For the sake of completeness let’s also check what BIRD thinks about all this. Let’s show our isp2 session from the cust1 (birdc show protocol all isp2):

isp2       BGP        ---        up     10:09:46.993  Established   
  BGP state:          Established
    Neighbor address: fdff:856f:5f10::300
    Neighbor AS:      65300
    Local AS:         65200
    Neighbor ID:      0.0.0.3
    Local capabilities
      Multiprotocol
        AF announced: ipv6
      Route refresh
      Graceful restart
      4-octet AS numbers
      Enhanced refresh
      Long-lived graceful restart
      Role: customer
    Neighbor capabilities
      Multiprotocol
        AF announced: ipv6
      Route refresh
      Graceful restart
      4-octet AS numbers
      Enhanced refresh
      Long-lived graceful restart
      Role: provider

I’ve omitted output a bit, but you can see the roles alongside other capabilities there.
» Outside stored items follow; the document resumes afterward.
PR #151, opened 2025-09-26
Implement pin protocol tests

msirringhaus:
Based on #150 (needs rebasing after that will land): Add a way to force the pin protocol supported by the platform, in order to test both protocols for various actions, such as setting and changing PINs and doing PRF.


AlfioEmanueleFresta (approved):
Thank you!

PR #152, opened 2025-10-01
Implement NFC

msirringhaus:
Very heavily based on #105, with the following additions: 

- Fleshed out the APDU-calls
- Added `select_fido2()` to discover both U2F and FIDO2-only devices
- Made `NfcDevice` derive `Clone` and other minor tweaks, so we can easily use it in `credentialsd`
- Added the build with both NFC-features to the github CI (including the installation of libnfc et al.). I kept this separate from the original, un-featured build, so we can be sure the former works even without libnfc installed.

Open questions:
- Biggest question to me is, how to handle the multiple backends and multiple devices. Since we can't run the "blink and wait for user presence"-scheme with NFC as we do with USB, I'm leaning towards simply always returning the very first found NFC-device instead of a list of found devices and use that. With this, we could get rid of the duplication-problem. I'm not sure many setups would include more than one NFC-reader (with different devices on there).
- The cancel-handle is currently unused, and I'm not sure if we can use it anywhere at all.
- No testing yet. Not sure how easy that would be to add.
- Given that `credentialsd` uses a poll-mechanism to find USB-devices (simply looping over `list_devices()`) as well, I did not investigate to get a blocking device discovery.
- For testing, I hacked my local credentialsd-repo by simply replacing `hid` with `nfc` in the USB-handler. Thus, I needed a dummy `blink_and_wait_for_user_presence()`-implementation. This should probably be removed, esp. if we go for the "return first device"-scheme mentioned above. But doing that, I was able to successfully use NFC-devices with Firefox.


libwebauthn/examples/u2f_hid.rs
```diff
@@ -33,6 +36,14 @@ async fn handle_updates(mut state_recv: Receiver<UvUpdate>) {
 pub async fn main() -> Result<(), Box<dyn Error>> {
     setup_logging();
 
+    #[cfg(feature = "nfc")]
```
AlfioEmanueleFresta: Could we have NFC specific tests? A functional HID example failing if I _enable_ a feature feels a bit of an anti-pattern. (I also personally use `--all-targets` quite a lot, and this would break that flow.)

libwebauthn/src/transport/nfc/channel.rs
```diff
@@ -0,0 +1,335 @@
...
+    async fn supported_protocols(&self) -> Result<SupportedProtocols, Error> {
+        Ok(self.supported)
+    }
+
+    async fn status(&self) -> ChannelStatus {
+        self.status
+    }
+
+    async fn close(&mut self) {
+        todo!("close")
```
AlfioEmanueleFresta: Leftover here, I think. Although we shouldn't panic, I'm not sure if we're actually using `close` anywhere (best addressed separately).

libwebauthn/src/transport/nfc/device.rs
```diff
@@ -0,0 +1,139 @@
...
+        Ok(protocols.fido2 || protocols.u2f)
+    }
+
+    inner::<Ctx>(device).await.is_ok()
+}
+
+#[instrument]
+pub async fn list_devices() -> Result<Vec<NfcDevice>, Error> {
+    let mut all_devices = Vec::new();
+    // TODO: Either only allow one backend, OR deduplicate found devices here!
```
AlfioEmanueleFresta: Nit: If possible, create a follow-up issue.

libwebauthn/src/transport/nfc/channel.rs
msirringhaus: yeah, HID also only returns `()` and does nothing. I'm doing the same here now.

libwebauthn/examples/u2f_hid.rs
msirringhaus: I created `u2f_nfc.rs` and `webauthn_nfc.rs` and only compile them if NFC is requested as a feature

libwebauthn/src/transport/nfc/device.rs
msirringhaus: Filed #154 and linked it in the comment.

Issue #14, opened 2022-02-27
Refactoring: Use let-else for errors


AlfioEmanueleFresta:
Currently a lot of errors are handled in a manner similar to:

```rust
let dev = device.open_device(&hidapi)
                .or(Err(Error::Transport(TransportError::ConnectionFailed)))?;
```

These errors are tricky to track down. Now that we're using the `tracing` crate fully, it would be best to rewrite these using `let-else` syntax, ie.:

```
let Ok(dev) = device.open_device(&hidapi) else {
    error!(%err, "Failed to open device");
    return Err(Error::Transport(TransportError::ConnectionFailed));
}
```

If the error is relevant to the message, first consider if the method being called should be instrumented to automatically log errors in their context:
```rust
use tracing::instrument;

#[instrument(skipall, err)]
pub fn open_device(&self, dev: &HidDevice) {
    ...
```

If this is not possible, we can instead use match statements at the point of invocation:

```rust
let dev = match device.open_device(&hidapi) {
    Ok(dev) => dev,
    Err(err) => {
        error!(%err, "Failed to open device");
        return Err(Error::Transport(TransportError::ConnectionFailed));
    }
};
```

PR #153, opened 2025-10-22
Log when CTAP2 bio_enrollment responses return None fields

jkaiwar:
This PR adds `info!` logs in the error paths for a couple of `BioEnrollment` implementation methods, which previously returned `Error::Ctap(CtapError::Other)` silently under some CTAP requests to channels, where the response had `None` fields that were expected to be `Some`.

Maintainers: Are these logs desirable in the context of #14 ? How appropriate are the messages and log-levels I have chosen?

### DIFF
--- a/libwebauthn/src/management/bio_enrollment.rs
+++ b/libwebauthn/src/management/bio_enrollment.rs
@@ -20,7 +20,7 @@ use crate::{
 use async_trait::async_trait;
 use serde_bytes::ByteBuf;
 use std::time::Duration;
-use tracing::info;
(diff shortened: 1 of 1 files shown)


AlfioEmanueleFresta:
I would reserve `error!` to something the library genuinely can't handle, or high-level operation failures.

jkaiwar:
Sounds good @AlfioEmanueleFresta @msirringhaus. I have changed the levels to warn.

AlfioEmanueleFresta (approved):
Thank you @jkaiwar!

And now the route (birdc show route all):

Table master6:
fdff:856f:5f10:4000::/50 unicast [cust1 23:57:21.217 from fdff:856f:5f10::200] * (100) [AS65300i]
    via fdff:856f:5f10::300 on host0
    Type: BGP univ
    BGP.origin: IGP
    BGP.as_path: 65200 65300
    BGP.next_hop: fdff:856f:5f10::300 fe80::e88e:5ff:feb6:966b
    BGP.local_pref: 100
    BGP.otc: 65300

You can see the ‘BGP.otc’ value here.

Conclusion

This is quite interesting and simple mechanism which can save you a headache from ‘fat fingering’ our a simple mistake. I would like to see more adoption of this among vendors, but it’s very cool that working implementation is already there. Still I believe that this should be a last barrier on the leak path and you should not stop to configure your filters appropriately.
After writing all this I’ve realised that FRRouting 8.4 (released in November 2022) added support of roles too! So this could be an inter-op post, but it is not…
And note that real world relations are way more complicated that this, so check out RFC as it covers more roles and their behaviour.